The very next paragraph demonstrates the same confusion between what has been demonstrated and what has merely been theorized. The author even admits that the "evolution" of the chloroplast only "most likely" from the ana-protobacterium. Doesn't sound like much of an "answer" to me. Sounds more like theory or conjecture being represented as a settled matter.
Aren't they all so silly, those biologists?
Of course, Earth just happened to be in the right location and distance from the Sun; geologic processes just happened to be in the correct sequence; just the right amount of "star matter" and radiation was allowed to fall upon proto-Earth; just the right amount and mixtures of chemical "soup" happened to occur on Earth. ad nauseum.

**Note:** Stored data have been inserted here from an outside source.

PR #1098, opened 2021-03-19
View transaction from explorer 

acha-bill:
View transaction from explorer 
`/explorer/transaction/:id`

Screenshot 2021-03-22 at 14 58 54


jkrvivian:
@acha-bill, it looks really nice! 

It would be nice to have also:
1. the transaction search in the explorer text input and the one on the top right corner.
2. the link to the transaction ID of the message page, same as strong parent and address:
image

lzpap (commented):
great work @acha-bill! 
We should think about harmonizing and improving how we display transactions, becasue at the moment there are two transaction views: one that is displayed if a transaction is displayed on the message query result page, and one that you just introduced. By unifing the JSON structs for a transaction payload (`payload_handler.go`) and the transaction api response (`webapi/ledgerstate/transaction.go`) we can use one single transaction view definition in the frontend. Transaction metadata and attachments components in the frontend can remain the same, only the `ExplorerTransaction.tsx` and `TransactionPayload.tsx` need to be "merged" together. Wdyt?

acha-bill:
@lzpap The merging of the 2 components would better be done in a future refactoring PR. 
This new component is designing around the REST APIs. It's ugly to integrate with the existing logic. 
Same thing goes for the search. @jkrvivian

plugins/dashboard/frontend/src/app/components/ExplorerTransaction.tsx
```diff
@@ -0,0 +1,149 @@
...
+                <p> {txId} </p>
+
+
+                {tx &&
+                    <Row className={"mb-3"}>
+                        <Col>
+                            <ListGroup>
+                                <ListGroup.Item>ID: {txId}</ListGroup.Item>
+                                <ListGroup.Item>Version: {tx.version}</ListGroup.Item>
+                                <ListGroup.Item>Timestamp: {dateformat(new Date(tx.timestamp * 1000), "dd.mm.yyyy HH:MM:ss")}</ListGroup.Item>
```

Yes, it all happened just right and "POOF!" Life, as we 'know' it............evolved!
WOW!
No where else(?) can evolved sentient creatures ponder their own existence and "creation".
It's freaking amazing, eh?
Why provide a number when it shows a difference and only a vague "much more" when the similarity is purported to be important? It seems to me that the number, if significant should be at least 30%, given my interpretation of much and the general chimp/human genome simularity of ~98%. (it also matters as to the definition of local)
And although the proteins share only about 15 percent amino acid sequence identity overall, they're much more similar at the local level, particularly at the domain responsible for binding and cleaving GTP.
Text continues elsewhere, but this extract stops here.